START Information provided

Issue #2192, opened 2019-04-01
ISCO08 classification for occupationalCategory instead of BLS O*NET-SOC


developerbuzz:
> @developerbuzz,
>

END Information provided

### To do:
Please reproduce the entire listing, exactly as shown.

### Exercise solution:
Issue #2192, opened 2019-04-01
ISCO08 classification for occupationalCategory instead of BLS O*NET-SOC


developerbuzz:
> @developerbuzz,
>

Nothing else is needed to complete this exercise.